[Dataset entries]
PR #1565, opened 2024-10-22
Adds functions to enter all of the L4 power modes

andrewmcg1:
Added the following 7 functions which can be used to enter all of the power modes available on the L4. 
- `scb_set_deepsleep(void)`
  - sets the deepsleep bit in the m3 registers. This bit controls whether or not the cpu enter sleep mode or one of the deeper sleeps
--
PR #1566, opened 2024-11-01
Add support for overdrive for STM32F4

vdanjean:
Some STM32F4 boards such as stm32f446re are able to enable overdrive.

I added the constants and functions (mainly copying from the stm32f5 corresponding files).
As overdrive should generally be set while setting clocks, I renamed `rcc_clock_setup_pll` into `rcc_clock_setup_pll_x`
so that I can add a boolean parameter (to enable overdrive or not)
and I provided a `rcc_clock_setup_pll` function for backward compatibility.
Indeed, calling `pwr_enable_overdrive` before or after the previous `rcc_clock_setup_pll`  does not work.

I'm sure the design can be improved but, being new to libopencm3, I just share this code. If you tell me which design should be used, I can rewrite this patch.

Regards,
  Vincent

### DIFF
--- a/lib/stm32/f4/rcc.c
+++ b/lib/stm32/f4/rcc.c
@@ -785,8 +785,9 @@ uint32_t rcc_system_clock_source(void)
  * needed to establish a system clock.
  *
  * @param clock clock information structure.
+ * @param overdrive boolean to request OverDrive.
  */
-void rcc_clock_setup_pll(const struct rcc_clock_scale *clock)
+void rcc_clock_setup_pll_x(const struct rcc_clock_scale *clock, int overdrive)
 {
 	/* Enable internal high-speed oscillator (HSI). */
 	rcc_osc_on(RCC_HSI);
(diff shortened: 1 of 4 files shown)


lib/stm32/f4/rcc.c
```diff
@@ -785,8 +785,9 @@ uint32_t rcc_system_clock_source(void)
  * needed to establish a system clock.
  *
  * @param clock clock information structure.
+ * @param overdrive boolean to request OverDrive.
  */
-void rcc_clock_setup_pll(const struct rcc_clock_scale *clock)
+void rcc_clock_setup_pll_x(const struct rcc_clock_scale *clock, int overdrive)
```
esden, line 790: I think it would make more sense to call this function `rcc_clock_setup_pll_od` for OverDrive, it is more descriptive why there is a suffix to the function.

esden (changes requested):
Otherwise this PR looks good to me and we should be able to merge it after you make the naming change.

- **REQUIRED ACTION**: From the records above, print exactly the lines that run from the line with "Adds functions to" to the line with "- sets the deepsleep", inclusive.

- **RESULT BELOW**:
Adds functions to enter all of the L4 power modes

andrewmcg1:
Added the following 7 functions which can be used to enter all of the power modes available on the L4. 
- `scb_set_deepsleep(void)`
  - sets the deepsleep bit in the m3 registers. This bit controls whether or not the cpu enter sleep mode or one of the deeper sleeps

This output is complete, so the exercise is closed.